MANILA, Philippines — The country’s total savings last year dropped to P3.88 trillion as consumers tapped on their kept resources and moved toward revenge spending with the further reopening of the economy from the pandemic.
Latest data from the Philippine Statistics Authority (PSA) showed that gross savings in 2021 declined 12.4 percent to P3.88 trillion from P4.43 trillion during the height of COVID in 2020.
Non-financial corporations took the chunk of the savings at P3.54 trillion, followed by financial corporations at P1.46 trillion.
On the other hand, households and the general government recorded a dissaving of P620 billion and P490 billion, respectively.
ING Bank senior economist Nicholas Mapa explained that Filipinos appeared to have dipped into their savings to partake in some revenge spending as the economy reopened.
“They did things that they have not been able to do during lockdowns. As a result, we have had an extremely strong GDP (gross domestic product) performance – with malls packed, restaurants full, and traffic back to pre-COVID levels,” Mapa said in an exchange.
“We will have to see how much longer consumers can sustain this as savings are drawn down while prices soar,” he said.
Rizal Commercial Banking Corp. chief economist Michael Ricafort, for his part, concurred and emphasized that economic reopening allowed more people, businesses, and other institutions to spend more, including some revenge spending.
“Economic reopening increased the confidence of consumers and businesses to spend and invest more, thereby utilizing their savings to grab more business opportunities that offer higher returns and make their money work for them better with more income,” Ricafort said in a separate message.
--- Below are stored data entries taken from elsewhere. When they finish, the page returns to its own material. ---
PR #117, opened 2020-11-04
Removed credits from bottom bar

giladtaase:
Removed the developer credits from the bottom blue bar.
I left intact the link to github on the bottom right corner. If you'd like me to remove it (or the entire blue bar), please let me know.


baruchiro (approved):
Approved.

@brafdlog What about the link to Github and the whole bottom bar?

brafdlog (approved):
I think we can leave the bottom bar until we will implement a redesign

PR #119, opened 2020-11-08
Fixing UI bug in Ynab exporter: changes to account/ynab were not save…

giladtaase:
…d properly to the model


baruchiro (approved):
Consider rename the `keyVal` to something less confusing, for example, `obj` or `accountAndYnab`

PR #123, opened 2020-11-18
CSV exporter

giladtaase:


src/originalBudgetTrackingApp/export/outputVendors/csv/csv.ts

Further, Ricafort noted that the decreased savings in the country last year can also be attributed to the pockets of lockdowns imposed by the government.
The government reimposed the enhanced community quarantine in April and another one in August due to the Delta variant.
These moves prompted individuals and businesses to tap their savings to tide them over during the lockdowns.
“This is especially true for the hard hit and vulnerable sectors that required financial assistance from the government in view of depleted savings or even debts incurred, especially by the poor,” Ricafort said.
Among the factors of production, PSA said gross operating surplus remained to record the highest contribution at 55.7 percent, followed by compensation of employees at 36.7 percent, and taxes less subsidies on production and imports at 7.6 percent.
Last year, the country’s gross national disposable income was valued at P21.51 trillion, up 4.2 percent.